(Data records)
BEGIN

PR #128, opened 2024-10-15
feat: Create brew.yml for auto-update of repopack formula

r-dh:
Automatically push new updates to brew.

This will not work without the the COMMITTER_TOKEN secret. 

See https://github.com/mislav/bump-homebrew-formula-action

### DIFF
--- a/.github/workflows/brew.yml
+++ b/.github/workflows/brew.yml
@@ -1,0 +1,17 @@
+name: Brew
+on:
+  push:
+    tags: 'v*'
+
+jobs:
+  brew:
+    name: Bump Homebrew formula version
+    runs-on: ubuntu-latest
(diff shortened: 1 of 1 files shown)


yamadashy:
@r-dh 
Thank you so much for this PR! 
I wasn't familiar with that action. I'll check it out when I get back home. Really appreciate your contribution!

yamadashy:
@r-dh 
Thank you so much!
I've checked the bump-homebrew-formula-action you referenced. This change looks great and doesn't seem to have any issues!
It's fantastic that we won't need to rely on Homebrew maintainers for manual updates anymore. This is definitely a positive improvement! 

Thank you for sharing your knowledge and for this PR!

PR #143, opened 2024-10-30
fix(processConcurrency): improve process concurrency count

twlite:
This method returns an estimate of the default amount of parallelism a program should use, compared to `cpus().length` which returns the cpu core count.


yamadashy:
Hi, @twlite
Thanks for the contribution!

I wasn't aware of os.availableParallelism() - this is an excellent improvement that enables more accurate process concurrency control.

The implementation looks good, so I'll go ahead and merge this PR.

PR #144, opened 2024-10-30
fix: use async setTimeout for sleep

twlite:
```ts
const sleep = (ms: number): Promise<void> => new Promise((resolve) => setTimeout(resolve, ms));
```

This type of hack is not needed since node comes with promise based timers module which can be used as:

```ts
import { setTimeout } from 'node:timers/promises'

await setTimeout(1000)
```

### DIFF
--- a/src/core/packager.ts
+++ b/src/core/packager.ts
@@ -1,11 +1,11 @@
 import fs from 'node:fs/promises';
 import path from 'node:path';
+import { setTimeout } from 'node:timers/promises';
 import pMap from 'p-map';
 import pc from 'picocolors';
 import type { RepopackConfigMerged } from '../config/configTypes.js';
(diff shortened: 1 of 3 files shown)


yamadashy:
@twlite 
Thank you for this great PR!

I wasn't aware of the Promise-based setTimeout in the node:timers/promises module. This is a much cleaner approach than our custom implementation.

The changes look good and everything is working well. Could you just run npm run lint one more time to ensure everything is formatted correctly?

After that, I'll merge this in. Thanks again for the improvement!

twlite:
done, thanks @yamadashy

yamadashy (approved):

yamadashy:
Thank you for the contribution!
Feel free to open more PRs if you find other areas for improvement.

PR #227, opened 2024-12-30
ci(docker): Add release permissions to docker workflow

yamadashy:
ref
- https://github.com/yamadashy/repomix/pull/222#issuecomment-2565003641

## Checklist

- [x] Run `npm run test`
- [x] Run `npm run lint`

### DIFF
--- a/.github/workflows/docker.yml
+++ b/.github/workflows/docker.yml
@@ -18,6 +18,10 @@ on:
   release:
     types: [published, edited]
 
+permissions:
+  contents: read
+  packages: write
+
 jobs:
   build-and-publish-image:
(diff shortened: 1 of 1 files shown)


.github/workflows/docker.yml
```diff
@@ -17,6 +17,9 @@ on:
   workflow_dispatch:
   release:
     types: [published, edited]
+    permissions:
```
gaby: It's a top-level key, it doesnt go inside this section

yamadashy: My apologies, you're absolutely right! I've corrected it now with a force push.

Issue #282, opened 2025-01-10
XML Escaping


atollk:
I like the feature of having a structured output via XML. However, the string concatenation as it is done in `xmlStyle.ts` doesn't really work. XML requires escaping of certain characters: https://stackoverflow.com/questions/1091945/what-characters-do-i-need-to-escape-in-xml-documents

Basically, if the repo you are reading with repomix contains an XML file itself, it will be parsed as part of the repo tree, not as file contents. The "&&" symbol that is used for boolean conjunction in many languages is disallowed in XML files entirely and will make the output invalid.

The proper solution would be to use an XML serializer that takes care of any escaping that is needed.

atollk:
I'd be fine with submitting a PR for this but it probably requires some refactoring of src/core/output, so I'd rather check with your first.

yamadashy:
Hi, @atollk !
Thank you for your suggestion regarding XML character escaping!

Regarding XML character escaping, I experimented with it in the past but ultimately chose not to implement it for a few reasons:

1. Escaping would increase token count, which is a concern when working with LLM context limits
2. In my use cases (mainly ts, js, md, vue files), LLMs have no issues parsing the unescaped content correctly

However, I agree that proper XML escaping might be useful for some users. We could consider adding this as an optional feature.

atollk:
Hey. Makes sense to me. Just FYI, I encountered this issue when trying to implement RAG.

If it's behind a new flag anyway, I'd propose to alter the output slightly as well to make it parseable as a single XML document. As it currently stands, you always have to manually remove the first line ("This file is a merged...") and add surrounding tags around the rest.

yamadashy:
@atollk 
Thank you for creating this PR!

I hadn't tried RAG myself, so this was a blind spot for me.
The direction looks really good - I particularly like the `parsableStyle` naming, as it's flexible enough to support other output styles like markdown in the future, not just XML.

Would you mind also adding documentation about the new `parsableStyle` option to the README?

yamadashy:
@atollk 
I've just released v0.2.21 with your XML escaping improvements:
https://github.com/yamadashy/repomix/releases/tag/v0.2.21

I'll handle the website updates tomorrow. Thank you for your contribution!

yamadashy:
@atollk 
Oh, I'm sorry for forgetting to close this! 🙏

Thank you again for your contribution to improve XML escaping.
Looking forward to working with you on future improvements!

PR #287, opened 2025-01-12
XML Escaping

atollk:
See #282 

Adds a `parsableStyle` flag to ensure the output strictly follows the specification of the output style.

## Checklist

- [x] Run `npm run test`
- [x] Run `npm run lint`

### DIFF
--- a/README.md
+++ b/README.md
@@ -30,7 +30,8 @@
 [![codecov](https://codecov.io/github/yamadashy/repomix/graph/badge.svg)](https://codecov.io/github/yamadashy/repomix)
 
 📦 Repomix is a powerful tool that packs your entire repository into a single, AI-friendly file.  
-It is perfect for when you need to feed your codebase to Large Language Models (LLMs) or other AI tools like Claude, ChatGPT, and Gemini.
+It is perfect for when you need to feed your codebase to Large Language Models (LLMs) or other AI tools like Claude,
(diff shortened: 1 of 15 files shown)


atollk:
Not yet done: Adding the new option to the website; making the Markdown output parsable as well, for consistency.

atollk:
@yamadashy I'll also add a checkbox with the new feature to the website, unless there is a reason not to?

yamadashy:
@atollk 
> @yamadashy I'll also add a checkbox with the new feature to the website, unless there is a reason not to?
Yes, you can add the checkbox to the website, but there are a few steps we need to follow:

1. First, we need to release this feature to npm, as repomix.com uses the npm package version
2. After the release, I'll need to update the website myself as I'm the only one who can deploy changes

So let's focus on merging and releasing this feature first, and then I'll handle the website update. Sorry for the complicated process!

atollk:
Makes sense to me. I added the backend logic for the website already, which shouldn't be an issue, because it's basically invisible to users. Unless you want me to revert that, I think this is ready to be merged.

yamadashy:
@atollk 
Thank you for the implementation!
I made a few minor tweaks, but the implementation is solid and I've tested it locally with no issues.
Thanks for the refactoring as well!

I'll be releasing a new version soon, followed by server deployment and UI updates. Thank you!

PR #302, opened 2025-01-20
Handle large files gracefully

slavashvets:
Fixes critical out-of-memory errors when processing repositories containing large files

### The Problem
When accidentally adding a large file to a repository (such as a 480MB txt file), Repomix would try to load it into memory and crash with a Node.js heap out-of-memory error:

```
❯ repomix

FATAL ERROR: Ineffective mark-compacts near heap limit Allocation failed - JavaScript heap out of memory
[1]    63614 abort      repomix
```

This provides a poor user experience as:
1. The error is not user-friendly or actionable
2. The program crashes instead of gracefully handling the situation
3. Users don't know which file caused the problem

### The Solution
Added a size limit check (50MB) before loading files into memory, with clear user guidance:

```
📦 Repomix v0.2.21

⚠️ Large File Warning:
────────────────────────────────────────────────
File exceeds size limit: 486.8MB > 50MB (/path/to/large/file)
Add this file to .repomixignore if you want to exclude it permanently

✔ Packing completed successfully!
```

### Changes
- Added 50MB file size limit to prevent memory issues
- Added user-friendly warning message that:
  - Shows the file size and limit
  - Points to the specific file causing the issue
  - Suggests adding it to .repomixignore

### Why
Large files are often added by accident (logfiles, lock files, etc.). Instead of crashing, Repomix should help users identify and handle these files appropriately. The 50MB limit was chosen because:
1. It's well above typical source code file sizes
2. It matches GitHub's recommended file size limit
3. It ensures stable memory usage even on systems with limited RAM

### DIFF
--- a/src/core/file/fileCollect.ts
+++ b/src/core/file/fileCollect.ts
@@ -34,7 +34,7 @@ export const collectFiles = async (filePaths: string[], rootDir: string): Promis
 const readRawFile = async (filePath: string): Promise<string | null> => {
   try {
     const stats = await fs.stat(filePath);
-    
+
     if (stats.size > MAX_FILE_SIZE) {
       const sizeMB = (stats.size / 1024 / 1024).toFixed(1);
       logger.log('⚠️ Large File Warning:');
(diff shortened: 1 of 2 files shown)


yamadashy:
Hi, @slavashvets !
Thank you again for the PR! Really appreciate your continued contributions.

You're right that we don't need to process such large files.
Code looks perfect with minor adjustments I've made.

Going to merge this. Looking forward to your future contributions!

END

> TASK REQUIREMENTS: Please show every line above that includes the word "opened".

> REPLY TO THE EXERCISE:
PR #128, opened 2024-10-15
PR #143, opened 2024-10-30
PR #144, opened 2024-10-30
PR #227, opened 2024-12-30
Issue #282, opened 2025-01-10
PR #287, opened 2025-01-12
PR #302, opened 2025-01-20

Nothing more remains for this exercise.